Adopting cryptocurrency may threaten financial stability in the emerging market, says IMF
The International Monetary Fund said on Friday that the advent of digital currency in digital markets can give rise to the “cryptocurrency” of local economies, potentially damaging exchange and capital controls and worries financial stability.
Bitcoin and its relatives have grown in value and popularity over the past year, with emerging trends emerging in emerging market economies such as Vietnam, India, and Pakistan, US blockchain researcher Chainalysis according to.
Cryptocurrencies offer, in theory, an inexpensive and fast way to send money across borders. Predators say digital tokens such as stabilized coins can also help protect savings from high inflation or fluctuations in local currencies.
In September, El Salvador became the first country in the world to adopt Bitcoin as a legal tender, sending donors billions of dollars in remittances to the Central American nation to spend less on helping veterans.
The IMF has said that wrong economic policies and poor payment systems are among the drivers of cryptocurrency adoption in emerging economies, with the lure of fast gains which has also excited investors around the world.
But the IMF said it was difficult to find the right level of cryptocurrency adoption in emerging economies.

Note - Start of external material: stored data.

PR #69, opened 2022-11-08
Offband apiserver

lf-jason-jia:
1. Several changes to the accessors that haven't been included (eg. boolean getIsXxx is now changed to isXxx).
2. Include newly generated code that's due to recent APIServer offband release.
3. Bump version number to 1.1.0 (from 1.0.2) as we have added self-hosted support.

### DIFF
--- a/src/main/java/com/laserfiche/repository/api/clients/impl/model/FuzzyType.java
+++ b/src/main/java/com/laserfiche/repository/api/clients/impl/model/FuzzyType.java
@@ -5,18 +5,18 @@ import com.fasterxml.jackson.annotation.JsonValue;
 
 public enum FuzzyType {
 
-    NUMBER_0(0),
-    NUMBER_1(1),
-    NUMBER_2(2);
+    NONE("None"),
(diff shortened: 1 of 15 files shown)


src/main/java/com/laserfiche/repository/api/clients/impl/model/FuzzyType.java
```diff
@@ -5,18 +5,18 @@
 
 public enum FuzzyType {
 
-    NUMBER_0(0),
-    NUMBER_1(1),
-    NUMBER_2(2);
+    NONE("None"),
+    PERCENTAGE("Percentage"),
+    NUMBEROFLETTERS("NumberOfLetters");
```
samadpaydar3: Isn't it better to have this renamed to NUMBER_OF_LETTERS to make it more readable?

lf-jason-jia: I updated the code. Thanks!

samadpaydar3 (approved):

Funds have been added such as low reliance on central banks and weak domestic banking systems that can fuel “depolarization” and also help in the use of cryptocurrencies, the fund added.
Depolarization is where a foreign currency – usually a US currency – is used in addition, or instead, a foreign currency. Drivers of high inflation or foreign currency volatility are among the drivers.
The IMF says broad adoption of stable coins – digital tokens designed to keep a stable price and have been seen as useful for saving and trading – can also pose significant challenges by strengthening existing depolarization forces.
“Delegation can hamper the effective implementation of the central bank’s monetary policy and give rise to the risk of financial stability through currency imbalances on banks, firms, and households’ balance sheets,” he said.
IFW added that “cryptocurrency” can also be a threat to monetary policy, as digital assets are potentially facilitating tax evasion.
The Fund emphasized on developing nations to strengthen macroeconomic policies and that the Central Bank should consider the possible benefits of issuing digital currency as a response to the rise of crypto.